- _Assignment_
Look through the listing and report every line that has "similar" in it.

-------------------------

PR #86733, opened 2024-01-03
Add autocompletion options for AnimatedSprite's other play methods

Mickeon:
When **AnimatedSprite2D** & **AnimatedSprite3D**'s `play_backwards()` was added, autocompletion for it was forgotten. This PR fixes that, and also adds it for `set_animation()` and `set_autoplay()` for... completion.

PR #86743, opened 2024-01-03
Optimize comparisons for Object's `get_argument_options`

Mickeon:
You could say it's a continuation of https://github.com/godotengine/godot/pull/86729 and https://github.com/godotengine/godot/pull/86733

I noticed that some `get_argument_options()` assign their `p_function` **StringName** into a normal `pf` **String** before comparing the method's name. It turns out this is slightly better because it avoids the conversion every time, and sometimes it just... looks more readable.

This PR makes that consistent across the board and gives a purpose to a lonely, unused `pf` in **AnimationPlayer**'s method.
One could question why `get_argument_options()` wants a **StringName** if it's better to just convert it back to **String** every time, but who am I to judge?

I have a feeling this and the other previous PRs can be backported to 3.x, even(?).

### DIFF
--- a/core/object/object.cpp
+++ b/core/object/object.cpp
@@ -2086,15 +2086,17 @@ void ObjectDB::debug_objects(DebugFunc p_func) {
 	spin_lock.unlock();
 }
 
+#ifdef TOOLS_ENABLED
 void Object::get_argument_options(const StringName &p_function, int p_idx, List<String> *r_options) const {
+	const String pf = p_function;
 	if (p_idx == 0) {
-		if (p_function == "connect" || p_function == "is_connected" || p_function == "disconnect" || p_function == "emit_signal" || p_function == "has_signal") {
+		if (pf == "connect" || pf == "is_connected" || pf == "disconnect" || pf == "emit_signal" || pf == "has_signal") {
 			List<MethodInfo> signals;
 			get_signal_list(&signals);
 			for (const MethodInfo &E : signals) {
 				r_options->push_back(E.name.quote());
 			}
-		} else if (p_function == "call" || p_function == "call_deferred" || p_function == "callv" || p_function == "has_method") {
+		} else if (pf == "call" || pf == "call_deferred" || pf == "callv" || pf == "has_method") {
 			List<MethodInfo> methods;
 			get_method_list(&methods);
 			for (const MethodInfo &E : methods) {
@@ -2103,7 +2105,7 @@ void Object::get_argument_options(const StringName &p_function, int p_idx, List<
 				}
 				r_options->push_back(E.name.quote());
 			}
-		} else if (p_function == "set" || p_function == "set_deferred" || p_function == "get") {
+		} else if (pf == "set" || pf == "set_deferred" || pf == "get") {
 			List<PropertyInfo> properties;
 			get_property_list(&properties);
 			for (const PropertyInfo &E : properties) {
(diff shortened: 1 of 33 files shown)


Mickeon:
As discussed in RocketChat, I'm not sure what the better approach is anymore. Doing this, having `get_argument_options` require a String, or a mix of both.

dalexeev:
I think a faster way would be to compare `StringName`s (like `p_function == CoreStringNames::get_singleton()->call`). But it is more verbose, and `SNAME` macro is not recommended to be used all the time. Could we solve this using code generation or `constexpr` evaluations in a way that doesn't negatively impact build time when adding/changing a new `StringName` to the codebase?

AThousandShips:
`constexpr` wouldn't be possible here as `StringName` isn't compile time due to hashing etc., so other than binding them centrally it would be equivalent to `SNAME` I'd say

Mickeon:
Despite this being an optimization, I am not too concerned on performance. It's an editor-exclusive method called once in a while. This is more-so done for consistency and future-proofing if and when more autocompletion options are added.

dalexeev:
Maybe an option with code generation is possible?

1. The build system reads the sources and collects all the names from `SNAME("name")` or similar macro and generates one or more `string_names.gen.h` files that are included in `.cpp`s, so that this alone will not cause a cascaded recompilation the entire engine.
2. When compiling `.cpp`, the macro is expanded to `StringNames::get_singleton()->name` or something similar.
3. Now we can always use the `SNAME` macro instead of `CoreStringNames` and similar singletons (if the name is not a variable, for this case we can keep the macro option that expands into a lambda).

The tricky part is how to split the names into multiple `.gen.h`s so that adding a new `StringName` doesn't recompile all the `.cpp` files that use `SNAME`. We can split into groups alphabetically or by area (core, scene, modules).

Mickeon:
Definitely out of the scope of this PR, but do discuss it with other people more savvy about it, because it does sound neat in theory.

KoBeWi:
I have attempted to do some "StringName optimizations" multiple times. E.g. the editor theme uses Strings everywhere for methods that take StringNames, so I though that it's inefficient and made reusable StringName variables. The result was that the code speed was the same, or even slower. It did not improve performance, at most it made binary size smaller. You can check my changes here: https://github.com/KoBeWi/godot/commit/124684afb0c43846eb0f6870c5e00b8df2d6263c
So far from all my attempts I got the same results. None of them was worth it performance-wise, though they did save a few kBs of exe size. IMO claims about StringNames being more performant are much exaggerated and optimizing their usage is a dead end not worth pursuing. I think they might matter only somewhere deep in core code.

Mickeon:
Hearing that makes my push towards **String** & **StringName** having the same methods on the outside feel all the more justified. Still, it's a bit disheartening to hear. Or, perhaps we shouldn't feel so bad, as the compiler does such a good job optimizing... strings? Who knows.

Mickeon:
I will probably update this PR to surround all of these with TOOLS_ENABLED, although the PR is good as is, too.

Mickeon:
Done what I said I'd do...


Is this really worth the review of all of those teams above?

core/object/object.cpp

-------------------------

- _Problem solution_
1. The build system reads the sources and collects all the names from `SNAME("name")` or similar macro and generates one or more `string_names.gen.h` files that are included in `.cpp`s, so that this alone will not cause a cascaded recompilation the entire engine.
2. When compiling `.cpp`, the macro is expanded to `StringNames::get_singleton()->name` or something similar.
3. Now we can always use the `SNAME` macro instead of `CoreStringNames` and similar singletons (if the name is not a variable, for this case we can keep the macro option that expands into a lambda).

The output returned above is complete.